China’s Narrowing Policy Horizons

China's economic revival since the third quarter of 2012 should come as no surprise: as long as the government has room to wield expansionary monetary and/or fiscal policy, faster growth is always only a matter of time. But China's rapidly rising money supply and weakening fiscal position now threaten to change that for good.

BEIJING – Back in the last quarter of 2011, when the decline in China’s investment growth accelerated, concerns about a hard economic landing intensified, particularly given the authorities’ reluctance to pursue new expansionary policies. By May 2012, however, the government had changed its mind, with the National Development and Reform Commission approving ¥7 trillion ($1.3 trillion) in new projects. That, together with two ensuing interest-rate cuts by the People’s Bank of China (PBOC), guaranteed an end to the economic slowdown in the third quarter of 2012.

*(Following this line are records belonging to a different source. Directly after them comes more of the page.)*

PR #3863, opened 2024-04-20
Add-more-ways-to-recognize-Supercharger-locations

woyteck1:
Add more ways to recognize Supercharger locations by treating charge as "at Superchager" when fast charger brand is "Tesla".

I have tested it on my recent trip, and the total cost for Supercharger charges is the same vs what I calculated manually.

### DIFF
--- a/grafana/dashboards/charging-stats-lfp.json
+++ b/grafana/dashboards/charging-stats-lfp.json
@@ -276,7 +276,8 @@
           "group": [],
           "metricColumn": "none",
           "rawQuery": true,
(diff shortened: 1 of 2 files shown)


woyteck1:
For all of my data, it added over £200 worth of charges to the count, in line witch my charging payments on my Tesla account.

woyteck1:
Hi, @JakobLichterfeld, do you think can be used?

JakobLichterfeld:
> Hi, @JakobLichterfeld, do you think this can be used?

Generally speaking: yes. Perhaps @jheredianet can take a look into it.

woyteck1:
If the old vehicles do not recognize the "Tesla" brand, then the output visible will just be like the current one and they will still need to do a Supercharger Geo-fences. I think.

jheredianet:
> If the old vehicles do not recognize the "Tesla" brand, then the output visible will just be like the current one and they will still need to do a Supercharger Geo-fences. I think.

Yes, you are right. I've tested and worked ok. 

@JakobLichterfeld lgtm

JakobLichterfeld:
Perfect, thank you both

PR #3866, opened 2024-04-24
Dynamic endpoints and token to use official Tesla API (self-hosted or from third party provider)

jlestel:
I introduced dynamic endpoints and a token to maxime compatibility for future Tesla API/streaming change:
- dynamic endpoints based on ENV vars allows us to connect self-hosted Tesla Fleet API or homemade streaming/testing API
- an optional `token` param to use official Tesla API and Telemetry via by a third party:
  - It is because the `access_token` and `refresh_token` are refreshed by these third parties that this token parameter is mandatory. Thus TeslaMate does not lose access and the API keys are managed on the third party's site.
  - Here are the 2 actors who operate according to this principle: [MyTeslamate (free)](https://app.myteslamate.com/) and [Teslemetry (24$/year)](https://teslemetry.com/)
  - When a `token` is provided, no inputs are needed when the user sign up

A compatible streaming server is also provided by a third party, the stream only sends events with the minimum interval of 1 minute. The streaming interval is the main regression in this operation with official Tesla Telemetry.

However, the new API also contains new data that can make it possible to create interesting new features.


brianmay:
I have been thinking about doing this myself :-)

I note you have some `TESLA_CN_*` variables. Wondering if maybe these should be just `TESLA_*`.

I think it is unlikely that people will need a mixture of China vs non-China variables, and this makes it more complicated trying to figure out which variables need to be set.

lib/tesla_api/auth/refresh.ex
```diff
@@ -15,7 +15,11 @@ defmodule TeslaApi.Auth.Refresh do
       refresh_token: auth.refresh_token
     }
 
-    case post("#{issuer_url}/token", data) do
+    case post(
```
brianmay, line 18: I think I might be inclined to use:

```elixir
endpoint_url = System.get_env("TESLA_AUTH_URL", issuer_url) <> "/token?token=" <> System.get_env("TOKEN", "")
case post(endpoint_url) do
```

I think it is more readable that way.

Just curious, why did you need to add the `token=` parameter here?

jlestel:
> I have been thinking about doing this myself :-)
> 
> I note you have some `TESLA_CN_*` variables. Wondering if maybe these should be just `TESLA_*`.
> 
> I think it is unlikely that people will need a mixture of China vs non-China variables, and this makes it more complicated trying to figure out which variables need to be set.

I made the same observation. 

But since we only know a user's region after login, the same settings will work for all users. This is why I did not factor in a single environment variable.

JakobLichterfeld (approved):
ty, lgtm

JakobLichterfeld:
@jlestel 

Not working on my end without any env variables

> teslamate            | 2024-05-20 14:03:49.632 [notice] Application teslamate exited: TeslaMate.Application.start(:normal, []) returned an error: shutdown: failed to start child: TeslaMate.Api
> teslamate            |     ** (EXIT) an exception was raised:
> teslamate            |         ** (MatchError) no match of right hand side value: "https://auth.tesla.com/oauth2/v3"
> teslamate            |             (teslamate 1.29.0) lib/tesla_api/auth/refresh.ex:12: TeslaApi.Auth.Refresh.refresh/1
> teslamate            |             (teslamate 1.29.0) lib/teslamate/api.ex:220: TeslaMate.Api.refresh_tokens/1
> teslamate            |             (teslamate 1.29.0) lib/teslamate/api.ex:116: TeslaMate.Api.init/1
> teslamate            |             (stdlib 5.2) gen_server.erl:980: :gen_server.init_it/2
> teslamate            |             (stdlib 5.2) gen_server.erl:935: :gen_server.init_it/6
> teslamate            |             (stdlib 5.2) proc_lib.erl:241: :proc_lib.init_p_do_apply/3

JakobLichterfeld:
same in #3897 3897

jlestel:
> @jlestel
> 
> Not working on my end without any env variables. Will revert as it breaks backwards compatibility
> 
> > teslamate            | 2024-05-20 14:03:49.632 [notice] Application teslamate exited: TeslaMate.Application.start(:normal, []) returned an error: shutdown: failed to start child: TeslaMate.Api
> > teslamate            |     ** (EXIT) an exception was raised:
> > teslamate            |         ** (MatchError) no match of right hand side value: "https://auth.tesla.com/oauth2/v3"
> > teslamate            |             (teslamate 1.29.0) lib/tesla_api/auth/refresh.ex:12: TeslaApi.Auth.Refresh.refresh/1
> > teslamate            |             (teslamate 1.29.0) lib/teslamate/api.ex:220: TeslaMate.Api.refresh_tokens/1
> > teslamate            |             (teslamate 1.29.0) lib/teslamate/api.ex:116: TeslaMate.Api.init/1
> > teslamate            |             (stdlib 5.2) gen_server.erl:980: :gen_server.init_it/2
> > teslamate            |             (stdlib 5.2) gen_server.erl:935: :gen_server.init_it/6
> > teslamate            |             (stdlib 5.2) proc_lib.erl:241: :proc_lib.init_p_do_apply/3

Sorry I thought I checked it. I fix it ASAP to submit a new PR.

florianfish:
Hi @jlestel my teslamate dont work since this night. Can i test your PR ? I used docker version

jlestel:
> Hi @jlestel my teslamate dont work since this night. Can i test your PR ? I used docker version

Obviously, you can setup with instructions from [MyTeslaMate](https://app.myteslamate.com/fleet).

The Chinese economy’s performance has thus maintained the cyclical pattern familiar from the past two decades: rapid investment growth, supported by expansionary policy, drives up the economic-growth rate. Inflation follows, so policy is tightened and growth slows. But inflation remains high or rising, so more tightening is imposed. Inflation falls at last, but growth slows more than desired, owing to the overcapacity that resulted from excessive investment in the earlier phase of the cycle. At this point, policy becomes expansionary again, and the cycle begins anew: led by investment growth, the economy rebounds.

Thus, the acceleration of economic growth since the third quarter of 2012 should come as no surprise. With the government still having room to wield expansionary monetary and/or fiscal policy, the economic revival was only a matter of time.